You can rename the event handler and add and delete others.

Note: You must do this in the Design view and not in your application code. If you do it in the code, it might get overwritten when the code is regenerated from the design.

To change the name of the event handler:

  1. Display the Design view. One way to do this is to select the page or form in Solution Explorer, and then click View Designer.
  2. Select the Say Hello button.
  3. In the Properties pane, display the events, by clicking Events button.

    (The events are found in the Action section of this pane.) You can scroll through the events to see what is available.

  4. Change the name of the click event handler to readButton1_Click then press Enter.

    This adds a new method for readButton1_Click in Form1.cbl.

  5. Display the Design view again.
  6. Check the event handlers for Say Hello button.

    Note that there are now two click event handlers for the button in the drop-down list. You need to remove button1_Click event handler and move its functionality to readButton1_Click.

  7. Edit Form1.cbl and move the following code from the method for button1_Click to the procedure division of the method for readButton1_Click:
    set self::label1::Text to "Hello World!"
  8. Delete the method for button1_Click and save the file.
  9. Display the Design view again.
  10. There is now only one click event handler for Say Hello button - readButton1_Click.

Similarly, if you double-click a control by mistake (say on the label control), you generate an unwanted event handler. You cannot simply delete this event handler in the code view, because some event handler code is also in the design. Instead you need to delete the event handler in the design view. Do this in much the same way as you edited the name of the event handler, but instead delete the name.

Changing the Startup Form

This section adds another form and uses this as the startup form.
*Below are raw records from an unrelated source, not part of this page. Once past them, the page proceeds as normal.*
PR #3339, opened 2026-06-22
Stop logging on known core entries removal during namespace deletion

wslabosz-reply:
## Description
Adds a list of known entry paths (limited to just `/core` prefix) that we remove on (sealable) namespace deletion, which shouldn't be logged as a "bug". Also changes the log level to WARN instead of debug.

## Rationale
no need to log on these entries

Resolves: no issue

## Acknowledgements

       also allowed.

### DIFF
--- a/vault/namespace_store.go
+++ b/vault/namespace_store.go
@@ -10,6 +10,7 @@ import (
 	"fmt"
 	"net/http"
 	"path"
+	"slices"
 	"strings"
 	"sync"
 	"time"
@@ -55,6 +56,18 @@ const (
 		1 + /* locked user entries */
 		1 /* final view clearing */
 )
+
+// knownNamespaceCoreEntriesToCleanup is a "whitelist" of known paths to storage
+// entries we delete during final view clearing while namespace deletion.
+var knownNamespaceCoreEntriesToCleanup = []string{
+	barrier.KeyringPath,
+	barrier.RootKeyPath,
+	barrier.ShamirKekPath,
+	barrierSealConfigPath,
+	recoverySealConfigPath,
+	recoveryKeyPath,
+	StoredBarrierKeysPath,
+}
 
 // NamespaceStore is used to provide durable storage of namespace. It is
 // a singleton store across the Core and contains all child namespaces.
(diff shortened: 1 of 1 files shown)


vault/namespace_store.go
```diff
@@ -93,6 +94,10 @@ type NamespaceStore struct {
 	logger hclog.Logger
 }
 
+// coreEntriesToCleanup is a slices of paths of entries we are deleting with
+// final clear view of namespace deletion.
+var coreEntriesToCleanup = []string{barrier.KeyringPath, barrier.RootKeyPath, barrier.ShamirKekPath, barrierSealConfigPath, recoverySealConfigPath, recoveryKeyPath, StoredBarrierKeysPath}
```
satoqz: Can you:

- Put one array item per line
- Move this below constants, but above the struct
- Name it something namespace-specific, like `namespaceCoreEntries`
- Emphasize that it is a whitelist, not something we directly delete

wslabosz-reply: right on it

satoqz (dismissed):

vault/namespace_store.go
```diff
@@ -1491,7 +1504,11 @@ func (ns *NamespaceStore) clearNamespaceResources(nsCtx context.Context, entry *
 				return false, fmt.Errorf("failed removing entry: %w", err)
 			}
 
-			ns.logger.Debug("bug: removing entry remaining in namespace storage after all mounts were removed", "namespace", entry.Path, "path", path)
+			// List of paths we know we are clearing with this final scan.
+			if !slices.Contains(knownNamespaceCoreEntriesToCleanup, path) {
+				ns.logger.Debug("bug: removing entry remaining in namespace storage after all mounts were removed", "namespace", entry.Path, "path", path)
```
satoqz: Actually, do we want to make it a warn log? I'm surprised it isn't. We won't get any bug reports with it being debug.

wslabosz-reply: @cipherboy 
you've added that, wdyt?

satoqz: Alternatively, if we're confident that mounts do not leave anything behind anymore indeed, and this was meant for development only, let's skip the effort and just drop it.

cipherboy: @satoqz @wslabosz-reply I just didn't want to spam logs. Could we once-gate this per relative path, eliding `logical/<uuid>` & `namespace/<uuid>` paths? :thinking:

satoqz: We could collect paths and log once per namespace deletion.

wslabosz-reply: @cipherboy so you want to collect all paths and log once, while also excluding everything besides `/core/*`?

cipherboy: Once per path if we can, if too hard, can just do once

wslabosz-reply: @cipherboy updated, is this what you had in mind?

cipherboy (approved):
I think this is fine. Not quite what I had in mind but we can adjust later.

Notice that the form you created was called Form1. This form is opened when you run the application. If you rename the form, you also need to change the name of the form that starts the application. Similarly, if you delete this form, you need to specify another form as the startup form.

To demonstrate this, add another form and use this as the startup form, as follows:

  1. Create a second form similar to the first, as follows:
    1. Right-click the project in Solution Explorer.
    2. Click Add > New item.
    3. In the Add New Item dialog, expand Installed, COBOL Items and then click Windows Forms.
    4. Choose Windows Form and specify a name for the form, such as "HelloAgain."
    5. Click Add.
    6. Paint the form however you wish and add an event handler. You could paint a form similar to the Hello World one, but with slightly different text, such as "Hello again."
  2. Set the main form to the new form, by editing the lines that define and create the main form in the program main.cbl, as follows:
    1. Double-click Main.cbl in Solution Explorer.
    2. In the local-storage section, change from:
      01 mainForm type WinHello.Form1.


      01 mainForm type WinHello.HelloAgain.
    3. In the procedure division, change from:
      set mainForm to new WinHello.Form1()


      set mainForm to new WinHello.HelloAgain()
  3. Build and run the application.

Debugging the COBOL Project

The IDE provides debugging facilities, such as stepping, examining data item values and setting breakpoints. To see some of these facilities:

  1. On the toolbar, click Debug > Step Into , or Step Into button.

    If you are prompted to rebuild the project configurations, click Yes.

    The IDE enters debug mode. You can see a yellow arrow at the left of the Editor window pointing to the first line to be executed.

  2. Click Debug > Continue (or the green Continue arrow on the toolbar).

Close the IDE window now. You do not need to explicitly save anything, because the files are automatically saved when you build them.